Según datos del Ministerio de Agricultura, más del 60 % de los agricultores en zonas rurales no tienen acceso a formación técnica formal. Su conocimiento se hereda, se gana a prueba y error, y se transmite como un legado silencioso.
Un legado sembrado en familia
La finca El Progreso es más que un terreno cultivado. Es el corazón de una familia que trabaja unida para sacar adelante lo que la tierra ofrece. Allí, 35 personas —muchas de ellas parientes— se encargan de sembrar, regar, cuidar, cosechar y empacar. “Aquí trabajamos todos, desde mis papás que sembraban café, hasta mis hijos que ya están aprendiendo. Esta finca nos da de comer, y la cuidamos como se cuida a la familia”.

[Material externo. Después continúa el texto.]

PR #4781, opened 2022-07-25
use user-project quota to test IAM permissions

bkendall:
### Description

`x-goog-quota-user` is the [system parameter](https://cloud.google.com/apis/docs/system-parameters) that can be used to charge a specific user the quota for a call. Since the CLI does `testIamPermissions` quite a bit, the CLI's project uses quite a bit of this quota when we really should be 'charging' the user for it. Adding the header will do that.

I also cleaned up a few types and tiny bits of logic (no more lodash!) in the `iam.ts` file, but nothing drastic!

### Scenarios Tested

Hosting and  Functions deploys.

### DIFF
--- a/CHANGELOG.md
+++ b/CHANGELOG.md
@@ -1,1 +1,2 @@
-- Fix bug where function timeout couldn't be configured in the Functions Emulator. (#4745)
+- Fixes bug where function timeout couldn't be configured in the Functions Emulator. (#4745)
+- Adjusts API call to test IAM permissions to use the users' project's quota.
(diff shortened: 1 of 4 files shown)


joehan (approved):
LGTM, tho we should also run through a few commands using a project number and a project alias. I took a look through where testIamPermissions is used and i don't _think_ those cases will break, but seems like its worth testing.

bkendall:
Confirmed a project alias worked! Huzzah. Project number is still an identifier, so should work. And, as far as I know, if it's not valid, it's ignored, so... fairly safe.

Issue #4756, opened 2022-07-19
firebase auth:emulators have different json data additionalUserInfo profile at production


rymesaint:
### [REQUIRED] Environment info

**firebase-tools:** 11.3.0

**Platform:** macOS

### [REQUIRED] Test case

Login using emulator
Login using firebase auth production

### [REQUIRED] Steps to reproduce

- Login via Google Account

- Get Return AdditionalUserInfo > Profile (JSON)

### [REQUIRED] Expected behavior
```
{at_hash: g-F0nYiggy_hbu8HhTKlPw, exp: 1658240233, azp: 143834371075-h8jqsht30aa13mtdct3tv0q5pp9tf4tn.apps.googleusercontent.com, nonce: GskHkFD0RDzqRhqreHGwocGdppgJP0tszXM34KFpQ44, picture: https://lh3.googleusercontent.com/a-/AFdZucqc4iha2GZgr-FD3Oy0MwZGwLwQGCAqbXW5BuASUw=s96-c, locale: en, iss: https://accounts.google.com, email_verified: true, sub: 104779650814885939520, aud: 143834371075-h8jqsht30aa13mtdct3tv0q5pp9tf4tn.apps.googleusercontent.com, family_name: Fauzan, iat: 1658236633, email: rymetutor@gmail.com, name: Ridwan Fauzan, given_name: Ridwan}
```

### [REQUIRED] Actual behavior

```
{family_name: Fauzan, locale: en, id: 104779650814885939520, granted_scopes: openid https://www.googleapis.com/auth/userinfo.profile https://www.googleapis.com/auth/userinfo.email, verified_email: true, email: rymetutor@gmail.com, picture: https://lh3.googleusercontent.com/a-/AFdZucqc4iha2GZgr-FD3Oy0MwZGwLwQGCAqbXW5BuASUw=s96-c, given_name: Ridwan, name: Ridwan Fauzan}
```

lisajian:
Hey there @rymesaint! Wanted to clarify that some of the claims that are missing are intentionally ignored by the Auth Emulator, e.g. `exp`, `iat`, `at_hash` - for more information about ignored fields, check out the inline documentation of this interface: https://github.com/firebase/firebase-tools/blob/ae788e76a8ea45e1c967bd6e37078a991c89dc6b/src/emulator/auth/operations.ts#L3308 

[...]

PR #4783, opened 2022-07-26
Updates Google rawUserInfo to be closer to production

lisajian:
### Description

Fixes https://github.com/firebase/firebase-tools/issues/4756. Changes `id` -> `sub` and `verified_email` -> `email_verified` for Google provider

### Scenarios Tested

`npm run test` passes

### Sample Commands

N/A

### DIFF
--- a/src/emulator/auth/operations.ts
+++ b/src/emulator/auth/operations.ts
@@ -2627,11 +2627,11 @@ function fakeFetchUserInfoFromIdp(
       response.lastName = claims.family_name;
       response.rawUserInfo = JSON.stringify({
         granted_scopes,
-        id: rawId,
+        sub: rawId,
         name: displayName,
         given_name: claims.given_name,
         family_name: claims.family_name,
-        verified_email: emailVerified,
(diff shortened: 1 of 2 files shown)


yuchenshi (changes requested):
Let's hold off on this and discuss internally. I believe the Google OIDC endpoints can return either `email_verified` or `verified_email` depending on the endpoint being called -- search for both terms here: https://github.com/googleapis/google-api-go-client/blob/main/oauth2/v1/oauth2-api.json

This may be related to whether ID token or access token is being used during sign-in.

lisajian:
> Let's hold off on this and discuss internally. I believe the Google OIDC endpoints can return either `email_verified` or `verified_email` depending on the endpoint being called -- search for both terms here: https://github.com/googleapis/google-api-go-client/blob/main/oauth2/v1/oauth2-api.json
> 
> This may be related to whether ID token or access token is being used during sign-in.

Ahh interesting, sounds good, will hold off for now, thanks for pointing that out!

En El Salvador, más del 70 % de los productores agrícolas son familiares. Son ellos quienes llenan los mercados con productos frescos que, aunque igualan o superan en calidad a los importados, no gozan del mismo respaldo. Carecen de financiamiento, tecnología y acceso a los grandes canales de comercialización.
Comprar local, sembrar esperanza
Don Jaco lo dice sin rodeos: la agricultura nacional necesita que la gente consuma lo propio. “Yo les digo a los salvadoreños que consuman lo que se produce aquí. Tiene más sabor, está más fresco y nos ayuda a todos. Lo que importa, viene en barcos, tarda días, ya no es lo mismo”.
Su llamado no es solo un gesto patriótico. Es una súplica silenciosa por la supervivencia del oficio. Cada tomate, cada güisquil, cada chile representa el esfuerzo de una familia, de un agricultor que lucha cada día contra el clima, las plagas y el olvido institucional.
Don Jaco cuida sus cultivos como se cuida a un hijo: con dedicación diaria, con amor, con entrega. “Los cultivos son como hijos, si los descuidás un ratito, se te pierden. Hay que cuidarlos a diario, protegerlos, alimentarlos. Y cuando dan fruto, uno se siente orgulloso”.
No necesita diplomas para entender el valor de su trabajo. Lo confirma cada día en el sudor que corre por su frente, en las manos que cosechan a su lado y en los alimentos que llegan, con sabor a tierra y esfuerzo, a las mesas salvadoreñas.